Beware of Indexing with Floats: Indexing in Python requires integers, not floating-point numbers. Attempting to use a floating-point value as an index will lead to an error. If you ever have a float as an index, make sure to convert it to an integer, as only whole numbers can represent positions in a list or array.
Costs of Indexing
- Index Access will not always improve performance. It will depend on the design decisions. It is possible a column frequently accessed in 2023, is the least frequently accessed column in 2026. The previously built index might simply become useless for us.
- For example, a local library keeps a record of their books according to the shelf they are assigned to and stored on. In 2018, the old librarian asked an expert to create an index based on Book ID, assigned to each book at the time when it is stored in the library. The access time per book decreased drastically for that year. A new librarian, hired in 2022, decided to reorder books by their year number and subject. It became slower to access a book through the previously built index as compared to the combination of book year and subject, simply because the order of the books was changed.
- In addition, there will be an added storage cost to the files you have already stored. While the size of an index will be mostly smaller than the size of our base tables, the space a dense index can occupy for large tables may still be a factor to consider.
- Lastly, there will be a maintenance cost attached to an index you have built. You will need to update the index entries whenever insert, update, and delete operations are performed for base table. If a table has a high rate of DML operations, the index maintenance cost will also be extremely high.
While making decisions regarding index creation, you need to consider three things:
1. Index Column Selection: the column on which you will build the index. It is recommended to select the column frequently accessed.
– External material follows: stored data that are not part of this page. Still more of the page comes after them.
PR #332, opened 2022-02-22
Batch 13-5 Nicola Beat That

nicolalew:

🚀🚀🚀🚀🚀🚀🚀🚀🚀🚀🚀🚀🚀🚀🚀🚀

How many hours did you spend on this assignment? 5

Got stuck in my input validation loop until I remembered that the input is a string. Had to change to if input == "1" rather than if input == 1 to escape the input validation loop.

Comfort Level (1-5): 3

Completeness Level (1-5): 3

It was interesting thinking about how to design the logic to allow room for expansion e.g. using an array for player scores or using loops to allow for more than 2 players in the future.

Use of arrays and a simple while loop.

How can I return a message telling the player what their score is after they choose an order while still in my while loop? Or should I use a different loop?

### DIFF
--- a/script.js
+++ b/script.js
@@ -10,6 +10,10 @@ var playerScores = [];
 var playerRolls = [];
 var myOutputValue = "";
 var playerTurn = 1;
+var numPlayers = 0;
+
+// possible gameModes
+// "dice roll", "choose order"
 
 // create function that rolls a random dice number
 var rollDice = function () {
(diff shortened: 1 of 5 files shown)


script.js
```diff
@@ -26,40 +30,50 @@ var rollDice = function () {
 var playerRoll = function () {
   playerRolls.push(rollDice());
   playerRolls.push(rollDice());
+  console.log(`playerRolls: ${playerRolls}`);
   myOutputValue = `Welcome Player ${playerTurn}. <br> Dice 1: ${playerRolls[0]} <br> Dice 2: ${playerRolls[1]} <br> Please choose the order of the dice.`;
   return myOutputValue;
 };
 
 var main = function (input) {
```
Cheoklate, line 38: I would recommend starting to move a majority of your code outside the var main function, and instead create a bunch of helper functions outside the var main.  For example in this situation, you could move the majority of the code outside the var main and have a function that encompasses all the game logic.
```
var gameLogic= function (input) {
... // code here
}

var main = function (input) {
  return gameLogic(input);
};
```
Helps with readability and if you ever want to use the gameLogic outside of the var main function you'll be able to do that.

Cheoklate (commented):
Nice clean and concise. Demonstrates a good understanding of arrays and conditionals. 

- Good job editing the HTML even though that has yet to be taught!
- Nice use of input validation

Cheoklate (commented):
Dissmiss comment

script.js
```diff
@@ -1,4 +1,105 @@
...
+  var diceNumber = randomInteger + 1;
+  return diceNumber;
+};
+
+// create function that rolls 2 dice for player, stores these numbers in an array and returns a message informing player of the 2 dice numbers
+var playerRoll = function () {
+  playerRolls.push(rollDice());
+  playerRolls.push(rollDice());
+  console.log(`playerRolls: ${playerRolls}`);
+  myOutputValue = `Welcome Player ${playerTurn}. <br> Dice 1: ${playerRolls[0]} <br> Dice 2: ${playerRolls[1]} <br> Please choose the order of the dice.`;
```
Cheoklate, line 34: Instead of defining my OutputValue then returning it you could instead just return the string straight away.
```suggestion
  return `Welcome Player ${playerTurn}. <br> Dice 1: ${playerRolls[0]} <br> Dice 2: ${playerRolls[1]} <br> Please choose the order of the dice.`;
```
Tidies up code and removes unnecessary variables.

PR #335, opened 2022-02-22
basics-beat-that_ShiChie

JakeChing:

🚀🚀🚀🚀🚀🚀🚀🚀🚀🚀🚀🚀🚀🚀🚀🚀

How many hours did you spend on this assignment? 5-6 hours

Please fill in one error and/or error message you received while working on this assignment. Keep getting undefined. But managed to find the error while using console.log

What part of the assignment did you spend the most time on? Adding player 2 into the game.

Comfort Level (1-5): 3

Completeness Level (1-5): 4

What did you think of this deliverable? Good. It covers from topic from day 1 to the last class. 

Is there anything in this code that you feel pleased about? I wanted to add the names for both players. It worked all the way until I have to use "player 1 & 2" at the end. Else it will be more complex and longer. 

What's one aspect of your code you would like specific, elaborate feedback on? Nope. I do find that using helper function is much neater than putting all the function in the main function.

### DIFF
--- a/script.js
+++ b/script.js
@@ -33,7 +33,7 @@ var rollDiceForPlayer = function () {
 
 var getPlayerScore = function (playerInput) {
   // input validation
-  if (playerInput != 1 && input != 2) {
+  if (playerInput != 1 && playerInput != 2) {
     return `Error! Please only input "1" or "2" to choose your first digit of your final value. <br> Dice 1: ${currentPlayerRolls[0]} | Dice 2: ${currentPlayerRolls[1]}`;
   }
 
@@ -52,7 +52,7 @@ var getPlayerScore = function (playerInput) {
   }
   // store current player score
   allPlayerSCore.push(playerFinalValue);
-
+  console.log(playerFinalValue);
   // clear current player rolls array
   currentPlayerRolls = [];
   return `${userName}, your final value is ${playerFinalValue}.`;
@@ -75,15 +75,24 @@ var main = function (input) {
     // call getPlayerScore helper function
     myOutputValue = getPlayerScore(input);
 
-    if (currentPlayer == 1){
+    if (currentPlayer == 1) {
       currentPlayer = 2;
       currentGameMode = gameModeDiceRoll;
+      console.log(currentPlayer);
       return `${myOutputValue} <br> It is now player 2's turn. Please input your name!`;
     }
 
-    if (currentPlayer == 2){
-      currentGameMode = gameCompareScore
-      
-      return `${myOutputValue} <br><br> Please click submit to calculate score`
+    if (currentPlayer == 2) {
+      currentGameMode = gameCompareScore;
+      return `${myOutputValue} <br><br> Please click submit to calculate score`;
     }
+  }
+
+  // if (currentGameMode == gameCompareScore){
+  //   myOutputValue = ``
+  //   // player 1 wins
+
+  //   //player 2 wins
+
+  //   //tie
 };
--- a/script.js
+++ b/script.js
@@ -1,4 +1,60 @@
+var gameModeDiceRoll = "game_state_dice_roll";
+var gameStateChooseDiceOrder = "game_state_choose_dice";
+var currentGameMode = "game_state_dice_roll";
+var userName = "";
+
+//create an array to store the values of the 2 dices
+var playerRolls = [];
+
+//creating helper function for dice roll
+var rollDice = function () {
+  var randomDecimal = Math.random() * 6;
+  var randomInteger = Math.floor(randomDecimal);
+  var diceNumber = randomInteger + 1;
+  return diceNumber;
+};
+
+//creating helper function to roll 2 dice
+var rollDiceForPlayer = function () {
+  var counter = 0;
+  while (counter < 2) {
+    playerRolls.push(rollDice());
+    counter = counter + 1;
+  }
+  //after this step, ask player to choose the order
+  return `Welcome ${userName}! <br> You rolled ${playerRolls[0]} for Dice 1 and ${playerRolls[1]} for Dice 2. <br> Please choose the dice number (either 1 or 2) to be your first digit of your final value.`;
+};
+
 var main = function (input) {
-  var myOutputValue = 'hello world';
-  return myOutputValue;
+  if (currentGameMode == gameModeDiceRoll) {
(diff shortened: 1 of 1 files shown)


script.js
```diff
@@ -1,4 +1,123 @@
+var gameModeDiceRoll = "game_state_dice_roll";
+var gameStateChooseDiceOrder = "game_state_choose_dice";
+var gameCompareScore = "game_compare_score";
+var currentGameMode = gameModeDiceRoll;
+
+var currentPlayer = 1;
+// var userName = "";
+var allPlayerSCore = [];
```
lim-jiahao, line 8: nice use of game modes and global vars

script.js
```diff
@@ -1,4 +1,123 @@
...
+//create an array to store the values of the 2 dices for both players
+var currentPlayerRolls = [];
+
+//creating helper function for dice roll
+var rollDice = function () {
+  var randomDecimal = Math.random() * 6;
+  var randomInteger = Math.floor(randomDecimal);
+  var diceNumber = randomInteger + 1;
+  return diceNumber;
+};
```
lim-jiahao, line 19: this was shown step by step in the preclass to simplify and make it easier to understand but consider condensing line 15-18 into one line in your code

return Math.floor(Math.random() * 6) + 1

script.js
```diff
@@ -1,4 +1,123 @@
...
+//creating helper function to roll 2 dice
+var rollDiceForPlayer = function () {
+  var counter = 0;
+  while (counter < 2) {
+    currentPlayerRolls.push(rollDice());
+    counter = counter + 1;
+  }
+  //after this step, ask player to choose the order
+  console.log(currentPlayerRolls[0]);
+  console.log(currentPlayerRolls[1]);
```
lim-jiahao, line 30: good use of console.log statements for debugging but they are usually removed before shipping to production in a professional setting (the equivalent of submitting your project for this course)

applies for your other console.log statements too

script.js
```diff
@@ -1,4 +1,123 @@
...
+      String(currentPlayerRolls[0]) + String(currentPlayerRolls[1])
+    );
+  }
+
+  // input == 2
+  if (playerInput == 2) {
+    var playerFinalValue = Number(
+      String(currentPlayerRolls[1]) + String(currentPlayerRolls[0])
+    );
+  }
```
lim-jiahao, line 52: since we have the above input validation, we do not need to check explicitly for both cases. we can just have a default case and check for the other case

```
var playerFinalValue = Number(
      String(currentPlayerRolls[0]) + String(currentPlayerRolls[1]);

if (playerInput == 2) {
   playerFinalValue = Number(
      String(currentPlayerRolls[1]) + String(currentPlayerRolls[0])
    );
  }
```

script.js
```diff
@@ -1,4 +1,123 @@
...
+  //player 2 wins
+  if (allPlayerSCore[0] < allPlayerSCore[1]) {
+    compareOutputValue = `${compareOutputValue} <br><br> Player 2 wins!`;
+  }
+  //tie
+  if (allPlayerSCore[0] == allPlayerSCore[1]) {
+    compareOutputValue = `${compareOutputValue} <br><br> It's a tie!`;
+  }
+  return compareOutputValue;
+};
```
lim-jiahao, line 78: consider refactoring this to use either early returns or a default value so that we only need to explicitly check for 2 out of 3 of the scenarios rather than all

script.js
```diff
@@ -1,4 +1,123 @@
...
+  console.log(currentPlayer);
+  var myOutputValue = "";
+
+  if (currentGameMode == gameModeDiceRoll) {
+    // set the name
+    // userName = input;
+    // now that we have the name for player 1 and rolled 2 dices, switch the mode
+    currentGameMode = gameStateChooseDiceOrder;
+    console.log(currentGameMode);
+    return (myOutputValue = rollDiceForPlayer());
```
lim-jiahao, line 97: this is not necessary, can just do `return rollDiceForPlayer();`

what will happen is that rollDiceForPlayer will be called, all the logic in it will run, then it returns a string

this line will then resolve to `return <whatever string was returned>`

script.js
```diff
@@ -1,4 +1,123 @@
...
+  }
+
+  if (currentGameMode == gameStateChooseDiceOrder) {
+    // call getPlayerScore helper function
+    myOutputValue = getPlayerScore(input);
```
lim-jiahao, line 102: theres a bug in this line

image

your input validation for `getPlayerScore` will return out of `getPlayerScore` with your input validation msg but after it is returned to `main`, the `main` function doesn't stop running because you didn't specify it to

thats why in the above screenshot, the gameplay still moves on to player 2

lim-jiahao: then when the gameplay moves on to player 2 and i play through it properly, player 2's score will be stored as player 1's score and i get this eventual result 

image

lim-jiahao: consider how you can change this up so that the main function stops running here if the input is not valid (hint: maybe shift the input validation out of `getPlayerScore` and into `main`, then return out of `main` with the relevant msg if the input is not valid)

script.js
```diff
@@ -1,4 +1,123 @@
...
+      currentGameMode = gameModeDiceRoll;
+      console.log(currentPlayer);
+      return `${myOutputValue} <br> It is now player 2's turn. Click submit when ready!`;
+    }
+
+    if (currentPlayer == 2) {
+      currentGameMode = gameCompareScore;
+      return `${myOutputValue} <br><br> Please click submit to calculate score`;
+    }
+  }
```
lim-jiahao, line 115: nice logic here to decide how to progress with the game depending on whose turn it currently is

lim-jiahao:
hi Shi Chie,

overall very good work! i can see the improvement from your SPS project esp in aspects like code cleanliness and less code repetition so keep it up for blackjack!

my comment from previously will still apply:
try playing around with the HTML (and CSS if you have time) for your next project. Currently when I play your game, I am greeted with an empty output box and it is not immediately clear what I have to do. Always take user experience into account when you code. A good way to improve on this is to simply edit the HTML so that a message is in the output box immediately when the game is loaded, perhaps to welcome the user and prompt the user to enter their name or give instructions on the rules of the game, how the game is played

Also try the more comfortable portions too! Last project already so push yourself more, you can do it 👍

PR #340, opened 2022-02-22
Basics 13-5 Cherylyn

cherylyn7:

🚀🚀🚀🚀🚀🚀🚀🚀🚀🚀🚀🚀🚀🚀🚀🚀

**How many hours did you spend on this assignment?**
8
**Please fill in one error and/or error message you received while working on this assignment.**
Putting all the different conditions  etc for the loops/nested loops at the right place

**What part of the assignment did you spend the most time on?**
Figuring out the right flow and logic for everything

**Comfort Level (1-5):**
2

**Completeness Level (1-5):**
4

**What did you think of this deliverable?**
I enjoyed this project. I was too ambitious in beginning of the project and wanted to code many options. But then I ran into issues with putting everything together in time, so went back to the drawing board to focus on the base.

**Is there anything in this code that you feel pleased about?**
Figuring out the nested loops and automating the play process.

**What's one aspect of your code you would like specific, elaborate feedback on?**
I'm worried that my basic understanding of concepts is wrong/I'm doing things the long way. So please let me know if there's an easier way to do things!

### DIFF
--- a/script.js
+++ b/script.js
@@ -1,4 +1,283 @@
+//Game Rules:
+//This game has a few modes:
+//Variables that players can adjust: Number of dice, number of players, win condition, playmode
+//Mode 1A: Highest number concatenated
+//Mode 1B: Highest number added together
+//Mode 1C: Highest number multipled
+//Mode 2A: Lowest number concatenated
+//Mode 2B: Lowest number added together
+//Mode 2C: Lowest number multipled
+
+//Game Settings input by Player
+var numberOfPlayers = ``;
+var numberOfDice = ``;
+var numberOfRounds = ``;
+var numString = [`zero`, `one`, `two`, `three`, `four`, `five`];
+
+//Playing Process
+var playersNames = [];
+var playersDiceRolls = [];
+var playersSubmissions = [];
+
+// Win-Loss Records
+var winLossRecords = [];
+
+// Helper Functions
+
+//Initial Game State
+var gameState = `summonTheGamemaster`;
+console.log(`gameState`, gameState);
+var roundsPlayed = 0;
+
+// Main Function
 var main = function (input) {
-  var myOutputValue = 'hello world';
-  return myOutputValue;
+  input = input.toLowerCase();
+
+  if (numString.includes(input) == true) {
+    input = numString.indexOf(input);
+  }
+
+  //Game settings code begins here
+
+  if (
+    gameState == `summonTheGamemaster` &&
+    input != `open the chamber of secrets`
+  ) {
+    return `The Gamemaster is quite a particular character. Say the words he wants or he will not entertain you.`;
+  }
+
+  if (
+    gameState == `summonTheGamemaster` &&
+    input == `open the chamber of secrets`
+  ) {
+    gameState = `gameSettingsNumPlayers`;
+    console.log(`gameState`, gameState);
+    return `Ah...well hello there. I see you have stumbed upon this little corner of the internet.<br>
+    <br>
+Perhaps you'd like to play a game? I promise it'll be fun... for me at least.<br>
+<br>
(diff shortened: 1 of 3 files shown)


script.js
```diff
@@ -1,4 +1,343 @@
...
+
+// Win-Loss Records
+var winLossRecords = [];
+var checkTiedRolls = [];
+var checkTiedWins = [];
+var tiedWinnersTemp = [];
+
+//Initial Game State
+var gameState = `summonTheGamemaster`;
+console.log(`gameState`, gameState);
```
DominiqueYeo, line 30: console.log should be removed from code  submissions

script.js
```diff
@@ -1,4 +1,343 @@
...
+var roundsPlayed = 0;
+
+// Main Function
 var main = function (input) {
-  var myOutputValue = 'hello world';
-  return myOutputValue;
+  input = input.toLowerCase();
```
DominiqueYeo, line 35: nice input formatting!

script.js
```diff
@@ -1,4 +1,343 @@
...
+  }
+
+  //Game settings code begins here
+
+  if (
+    gameState == `summonTheGamemaster` &&
+    input != `open the chamber of secrets`
+  ) {
+    return `The Gamemaster is quite a particular character. Say the words he wants or he will not entertain you.`;
+  }
```
DominiqueYeo, line 48: HAHA such a character this gamemaster. But good use of if and early return to control the flow of your code

script.js
```diff
@@ -1,4 +1,343 @@
...
+    gameState == `gameSettingsNumPlayers` &&
+    (input == 2 ||
+      input == `two` ||
+      input == 3 ||
+      input == `three` ||
+      input == 4 ||
+      input == `four` ||
+      input == 5 ||
+      input == `five`)
+  ) {
```
DominiqueYeo, line 98: you can look into using some array methods to help you reduce this .... in particular the .includes() method [link here](https://developer.mozilla.org/en-US/docs/Web/JavaScript/Reference/Global_Objects/Array/includes)

DominiqueYeo: alternatively ... you can just reject the strings and only take numbers to make your life easier lol

script.js
```diff
@@ -1,4 +1,343 @@
...
+        ) {
+          playersDiceRolls = [];
+          for (
+            var diceRollCount = 0;
+            diceRollCount < numberOfDice;
+            diceRollCount += 1
+          ) {
+            var diceRoll = function () {
+              return Math.ceil(Math.random() * 6);
+            };
```
DominiqueYeo, line 230: i like that you shortened your diceRoll to something so short! but maybe move this out of the main function (functions declared before main )

script.js
```diff
@@ -1,4 +1,343 @@
...
+        return `At the end of ${roundsPlayed} exciting rounds, we finally have a winner!<br>
+<br>
+<b>Congratulations ${winner}</b>, luck was in your favour tonight and you won a total of ${maxArrayValue} rounds!<br>
+<br>
+If you wish to continue playing, just click the Start Over button above.<br>
+<br>
+If you've had enough, then I wish you farewell and hope we meet again soon.`;
+      }
+    }
+  }
```
DominiqueYeo, line 342: Since this two return messages are the same , maybe you can write a function for them ?   

` var winMessage = function (roundsPlayed,winner) { return message }`

then you can `return winMessage(roundsPlayed , winner)`

DominiqueYeo (commented):
Generally good commenting and naming for the variables. 

The next step would be to refactor your code so that your main function is shorter . 

a very ideal case is where you mostly only call functions in the main 

var main (input) {
doThis()
doThat()
thenDoThis()}


but dont force it and sacrifice readability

2. Index Table Selection: the table that requires an index to be built upon. It is recommended to use a table with the least number of DML operations.
3. Index Type Selection: the type of index which will give the greatest performance benefit. You may want to look into the types of indices which exist for this decision, few examples include: Bitmap Index, B Tree Index, Hash Index, Partial Index, and Composite Index .
All these factors can be answered by analyzing your access patterns. To put it simply, just look for the table that is most frequently accessed, and which columns are most frequently accessed.
In aNutshell
In conclusion, while indexing can give you a huge performance benefit, in terms of data access, an expert needs to understand the structure and problem before making the appropriate decision whether an index is needed or not, and if needed, then for which table, column(/s), and the index type.